US 12,220,704 B2
Concentrating particles in a microfluidic device
Ravi Kapur, Sharon, MA (US); Kyle C. Smith, Cambridge, MA (US); and Mehmet Toner, Charlestown, MA (US)
Assigned to The General Hospital Corporation, Boston, MA (US)
Filed by The General Hospital Corporation, Boston, MA (US)
Filed on Mar. 5, 2024, as Appl. No. 18/595,927.
Application 16/211,362 is a division of application No. 14/931,421, filed on Nov. 3, 2015, granted, now 10,150,116, issued on Dec. 11, 2018.
Application 18/595,927 is a continuation of application No. 17/335,510, filed on Jun. 1, 2021, granted, now 11,944,972.
Application 17/335,510 is a continuation of application No. 16/211,362, filed on Dec. 6, 2018, granted, now 11,052,393, issued on Jul. 6, 2021.
Claims priority of provisional application 62/074,213, filed on Nov. 3, 2014.
Claims priority of provisional application 62/074,315, filed on Nov. 3, 2014.
Prior Publication US 2024/0198339 A1, Jun. 20, 2024
Int. Cl. B01L 3/00 (2006.01); A61K 35/28 (2015.01); G01N 1/40 (2006.01); G01N 15/00 (2024.01); G01N 15/01 (2024.01); G01N 15/02 (2024.01); G01N 15/06 (2024.01); G01N 15/14 (2024.01); G01N 15/149 (2024.01)

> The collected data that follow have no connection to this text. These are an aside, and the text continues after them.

PR #1510, opened 2023-10-30
feat: limit search results to 100 and min query to 2 chars

capJavert:
To prevent many search results being returned with too general of a query.

### DIFF
--- a/src/schema/tags.ts
+++ b/src/schema/tags.ts
@@ -20,6 +20,10 @@ type GQLTagResults = Pick<GQLTagSearchResults, 'hits'>;
 
 export const RECOMMENDED_TAGS_LIMIT = 5;
 
+export const MIN_SEARCH_QUERY_LENGTH = 2;
+
+export const SEARCH_TAGS_LIMIT = 100;
+
 export const typeDefs = /* GraphQL */ `
   """
   Post tag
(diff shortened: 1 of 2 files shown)


omBratteng (approved):

src/schema/tags.ts
```diff
@@ -20,6 +20,10 @@ type GQLTagResults = Pick<GQLTagSearchResults, 'hits'>;
 
 export const RECOMMENDED_TAGS_LIMIT = 5;
 
+export const MIN_SEARCH_QUERY_LENGTH = 2;
```
rebelchris, line 23: Should we not handle this from the FE to avoid even sending the query?

rebelchris (commented):
Just one remark.

src/schema/tags.ts
idoshamun: Agree

capJavert: I looked at it, I can do the adjustments but not sure it will be intuitive to not enable the query until 2 chars. We might need some label/error state.

capJavert: With enabling query after 2 chars it would work like:
- write 1 char
- nothing happens and you see all tags
- write 2. char
- then the query goes

omBratteng: Probably doesn't hurt to have it both places, in case front end doesn't actually prevent it.

capJavert: No matter the frontend I think it is valid to protect the query from manual requests with less then 2 char.

idoshamun: Yes, it wasn't to mention we don't need it here just to clear. Just to not forget adjusting the frontend

rebelchris: 100% always nice as a safety fallback, but if possible let's try and block the FE as well to avoid queries

rebelchris (approved):

src/schema/tags.ts
capJavert: https://github.com/dailydotdev/apps/pull/2286/commits/a940df152f2894835fa90e7144d1b5fbf3ff886d

PR #1511, opened 2023-10-30
feat: personalized digest launch adjustments

capJavert:
- [x] enable worker for new users to be enrolled
- [x] adjust import script to apply to all users
- [x] adjust script for variations

### DIFF
--- a/bin/assignUsersToPersonalizedDigestVariation.ts
+++ b/bin/assignUsersToPersonalizedDigestVariation.ts
@@ -1,0 +1,66 @@
+import '../src/config';
+import createOrGetConnection from '../src/db';
+import fs from 'fs';
+import { parse } from 'csv-parse';
+
+(async (): Promise<void> => {
+  const csvFilePath = process.argv[2];
+  const variationArgument = process.argv[3];
+  const splitBy = process.argv[4] || ',';
+
+  if (!csvFilePath) {
+    throw new Error('CSV file path is required');
+  }
+
+  const variation = +variationArgument;
+
+  if (Number.isNaN(variation) || variation < 1) {
+    throw new Error(
+      'variation argument is invalid, it should be positive number',
+    );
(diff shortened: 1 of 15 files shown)


rebelchris (approved):

bin/assignUsersToPersonalizedDigestVariation.ts
```diff
@@ -0,0 +1,66 @@
...
+  });
+
+  console.log('running db query');
+
+  const con = await createOrGetConnection();
+
+  await con.transaction(async (manager) => {
+    await manager.query(
+      `
+        UPDATE user_personalized_digest
```
idoshamun, line 54: This will be one big query. I suggest splitting it into batches of 1k users roughly

capJavert: Had the batch logic, I thought I'll just chunk the CSV?

idoshamun (commented):
Regarding the worker, wouldn't it be better if we just create a digest entity together with the user instead of offloading it? I don't see a downside to doing it in one transaction. Doing it in the background may introduce potential race conditions.
Sorry for raising it so late in the process 🙏

bin/assignUsersToPersonalizedDigestVariation.ts
idoshamun: Sure that works!

capJavert: Started to split up CSV.. figured its easier to just batch so.. added batching 0f607d889a4f9e8bf51bbd7a0ff7dac21eb31aaf

capJavert: I tried 10k with initial import and it went instantly so I think it is ok default.

idoshamun (approved):

PR #1513, opened 2023-10-30
fix: id conflicts when signing up

idoshamun:
Due to legacy reasons we generate user id upon first visit and this can cause quite a lot of issues. One of them is id clashes on sign up. This PR handles the id clashes and retries several times before giving up. I also refactored a bit to make it look better 😬

It's not ready to be merged yet as I wait for an heimdall change that will be deployed tomorrow hopefully.

### DIFF
--- a/src/entity/User.ts
+++ b/src/entity/User.ts
@@ -251,6 +251,7 @@ const handleInsertError = async (
           reason: UserFailErrorKeys.UsernameEmailExists,
         };
       }
+
       if (error.message.indexOf('PK_') > -1) {
         if (shouldRetry) {
           data.id = await generateTrackingId(req, 'user creation');
@@ -258,6 +259,7 @@ const handleInsertError = async (
         }
         return { status: 'failed', reason: UserFailErrorKeys.UserExists };
       }
+
       // If it's not username or primary key than it's twitter and github.
       if (shouldRetry) {
         if (error.message.indexOf('users_twitter_unique') > -1) {
--- a/src/entity/User.ts
+++ b/src/entity/User.ts
@@ -2,6 +2,7 @@ import {
   AfterLoad,
   Column,
   DataSource,
+  DeepPartial,
   Entity,
   EntityManager,
   Index,
@@ -11,7 +12,7 @@ import {
 } from 'typeorm';
 import { Post } from './posts';
 import { DevCard } from './DevCard';
-import { FastifyBaseLogger } from 'fastify';
+import { FastifyBaseLogger, FastifyRequest } from 'fastify';
 import {
   TypeOrmError,
   UpdateUserFailErrorKeys,
@@ -27,6 +28,7 @@ import {
   validateRegex,
   ValidateRegex,
 } from '../common/object';
+import { generateTrackingId } from '../ids';
 
 @Entity()
 export class User {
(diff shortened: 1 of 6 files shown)


src/entity/User.ts
```diff
@@ -247,101 +223,118 @@ export const updateUserEmail = async (
...
+      }
+      // If it's not username or primary key than it's twitter and github.
+      if (shouldRetry) {
+        if (error.message.indexOf('users_twitter_unique') > -1) {
+          data.twitter = null;
+        } else if (error.message.indexOf('users_github_unique') > -1) {
+          data.github = null;
+        }
+        return safeInsertUser(req, con, data, maxIterations, iteration + 1);
+      }
```
omBratteng, line 269: The other two if statements does possibly return failed reason, can this one do it as well?

omBratteng, line 269: It's just a personal preference, but I do like a little bit of air between statements like this, to make it faster and easier to differentiate the different logic blocks

```suggestion
      if (error.message.indexOf('users_username_unique') > -1) {
        return {
          status: 'failed',
          reason: UserFailErrorKeys.UsernameEmailExists,
        };
      }

      if (error.message.indexOf('PK_') > -1) {
        if (shouldRetry) {
          data.id = await generateTrackingId(req, 'user creation');
          return safeInsertUser(req, con, data, maxIterations, iteration + 1);
        }
        return { status: 'failed', reason: UserFailErrorKeys.UserExists };
      }

      // If it's not username or primary key than it's twitter and github.
      if (shouldRetry) {
        if (error.message.indexOf('users_twitter_unique') > -1) {
          data.twitter = null;
        } else if (error.message.indexOf('users_github_unique') > -1) {
          data.github = null;
        }
        return safeInsertUser(req, con, data, maxIterations, iteration + 1);
      }
```

src/ids.ts
```diff
@@ -8,13 +8,16 @@ export const generateLongId = customAlphabet(alphabet, 21);
...
+  req: FastifyRequest,
+  origin: string,
+): Promise<string> => {
   if (req.meter) {
     req.meter
       .createCounter('generate_tracking_id', {
         description: 'How many times a tracking id was generated',
       })
-      .add(1);
+      .add(1, { origin });
```
omBratteng, line 20: Good addition

src/entity/User.ts
idoshamun: In this case it will be an unexpected error so I prefer to throw an exception. I hope it makes sense

src/entity/User.ts
```diff
@@ -247,101 +223,120 @@ export const updateUserEmail = async (
...
+          data.id = await generateTrackingId(req, 'user creation');
+          return safeInsertUser(req, con, data, maxIterations, iteration + 1);
+        }
+        return { status: 'failed', reason: UserFailErrorKeys.UserExists };
+      }
+
+      // If it's not username or primary key than it's twitter and github.
+      if (shouldRetry) {
+        if (error.message.indexOf('users_twitter_unique') > -1) {
+          data.twitter = null;
```
rebelchris, line 266: Are we not trying to solve this now in the wrong way then?
It means the user is already existing basically right, so would it not be better to feedback to the FE this is the case?

src/entity/User.ts
```diff
@@ -247,101 +223,120 @@ export const updateUserEmail = async (
...
   if (!checkRequiredFields(data)) {
-    logger.info({ data }, 'missing fields when adding new user');
+    req.log.info({ data }, 'missing fields when adding new user');
     return { status: 'failed', reason: UserFailErrorKeys.MissingFields };
   }
 
-  return con.transaction(async (entityManager) => {
-    const isEmailAvailable = await checkEmail(entityManager, data.email);
-    if (!isEmailAvailable) {
+  const isEmailAvailable = await checkEmail(con, data.email);
```
rebelchris, line 304: Should these not run in a transaction?

src/entity/User.ts
rebelchris: Ah I see we already had this 🤔

rebelchris (approved):
Small comments but nothing blocking

src/entity/User.ts
idoshamun: Yap it was this way all along just refactored a bit. The main fix is the id clashes

src/entity/User.ts
idoshamun: You're right I'll put it back

idoshamun: Thinking about it again, there's no need for a transaction here as it doesn't protect us from anything. It will be an overkill here I guess. Also if the query fails it will rollback the transaction and will not allow me to retry

PR #1515, opened 2023-10-31
feat: move digest subscription from worker to inline during user creation

capJavert:
https://github.com/dailydotdev/daily-api/pull/1511#pullrequestreview-1704204945

> Regarding the worker, wouldn't it be better if we just create a digest entity together with the user instead of offloading it? I don't see a downside to doing it in one transaction. Doing it in the background may introduce potential race conditions.


bin/assignUsersToPersonalizedDigestVariation.ts
```diff
@@ -6,8 +6,8 @@ import { parse } from 'csv-parse';
 (async (): Promise<void> => {
   const csvFilePath = process.argv[2];
   const variationArgument = process.argv[3];
-  const batch = +process.argv[4] || 10000;
-  const splitBy = process.argv[4] || ',';
+  const batch = +process.argv[4] || 100;
+  const splitBy = process.argv[5] || ',';
```
capJavert, line 10: Adjustments I made to script importing variations:
- query adjustment
- argv adjustment (typo)
- batch smaller (when more rows are in the table `IN` queries are much more expensive)

src/routes/private.ts
```diff
@@ -33,6 +34,15 @@ export default async function (fastify: FastifyInstance): Promise<void> {
 
     const body = { ...rest, referralId, referralOrigin };
     const operationResult = await addNewUser(con, body, req.log);
+
+    if (operationResult.status === 'ok') {
```
idoshamun, line 38: Ideally this new insert should be in one transaction with the adding the user. Since `addNewUser` is now a complex process that is not capable of being in a transaction this process may leave us with zombie users without a digest because we don't handle the error. Another approach would be a database trigger on insert. It is more failsafe. @capJavert wdyt? Sorry for being annoying

capJavert: @idoshamun I did not do it in a transaction because the reference integrity was failing due to user not existing yet in the DB even though it does exist in transaction.

Trigger is a good idea but sounds like a hassle if we wanna add any kind of logic on when we subscribe users to digest.

WDYT?

capJavert: With worker we did have automatic retry which was good.

capJavert: When talking about the timezone I am not sure we actually need the timezone on digest then. If we just update that based on `user` table `timezone` column what is the point of it being in `user_personal_digest` table?

capJavert: We would have to do it both ways I guess?

idoshamun: I agree it may be redundant. As a user, you shouldn't manage two different timezones. I should have been more explicit about it during the DR process, I felt it's a bit off

capJavert: Do you want to do both things in this PR? Removing timezone would be a bigger change to handle everywhere.

idoshamun: Your call :)

capJavert: I'd like to solve timezones down the line.

src/migration/1699284661116-UserPersonalizedDigestSubscribeTrigger.ts
```diff
@@ -0,0 +1,27 @@
...
+
+    public async up(queryRunner: QueryRunner): Promise<void> {
+      queryRunner.query(`
+        CREATE OR REPLACE FUNCTION user_personalized_digest_subscribe()
+          RETURNS TRIGGER
+          LANGUAGE PLPGSQL
+          AS
+        $$
+        BEGIN
+          INSERT INTO user_personalized_digest ("userId", "preferredTimezone", "preferredHour", "preferredDay") VALUES (NEW.id, COALESCE(NULLIF(NEW.timezone, ''), 'Etc/UTC'), 8, 3);
```
idoshamun, line 14: We can add `on conflict do nothing` just in case for testing. I see you have to clean the table every time

capJavert: Yeah, it will not help in tests since its a different issue of being created before in fixtures, but good to add I think nevertheless.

CPC B01L 3/502761 (2013.01) [A61K 35/28 (2013.01); B01L 3/502715 (2013.01); B01L 3/502746 (2013.01); B01L 3/502753 (2013.01); G01N 1/4077 (2013.01); G01N 15/0255 (2013.01); G01N 15/0618 (2013.01); G01N 15/1484 (2013.01); B01L 3/502776 (2013.01); B01L 2200/0631 (2013.01); B01L 2200/0647 (2013.01); B01L 2200/0652 (2013.01); B01L 2200/0668 (2013.01); B01L 2200/0684 (2013.01); B01L 2200/12 (2013.01); B01L 2300/0681 (2013.01); B01L 2300/0877 (2013.01); B01L 2300/185 (2013.01); B01L 2400/0409 (2013.01); B01L 2400/0415 (2013.01); B01L 2400/043 (2013.01); B01L 2400/0436 (2013.01); B01L 2400/0457 (2013.01); B01L 2400/0487 (2013.01); B01L 2400/082 (2013.01); G01N 2001/4088 (2013.01); G01N 2015/0053 (2013.01); G01N 15/01 (2024.01); G01N 2015/0288 (2013.01); G01N 2015/1486 (2013.01); G01N 15/149 (2024.01); G01N 2015/1493 (2013.01)] 25 Claims
OG exemplary drawing
 
1. A microfluidic device comprising:
a first module comprising a first microfluidic channel having a sample inlet at a first end of the first microfluidic channel, wherein the first microfluidic channel is configured to shift particles above a specific size to a first product outlet at a second end of the first microfluidic channel; and
a second module comprising:
an array of islands in a second microfluidic channel, a buffer inlet in fluid communication with a first end of the second microfluidic channel, and a product inlet in fluid communication with a first product outlet and a first end of the second microfluidic channel, wherein:
the array of islands is arranged in one or more rows that extend along a longitudinal direction in a corresponding microfluidic channel,
each island in a row is spaced apart from an adjacent island in the row to form a siphoning channel, and
the array of islands is configured and arranged to shift portions of fluid through the siphoning channel between adjacent islands within a row to a waste outlet, and to shift particles above a specific size into a buffer flowing in the second microfluidic channel and to a second product outlet;
wherein the first module and the second module are serially arranged such that a sample fluid having particles above the specific size flows from the first module to the second module.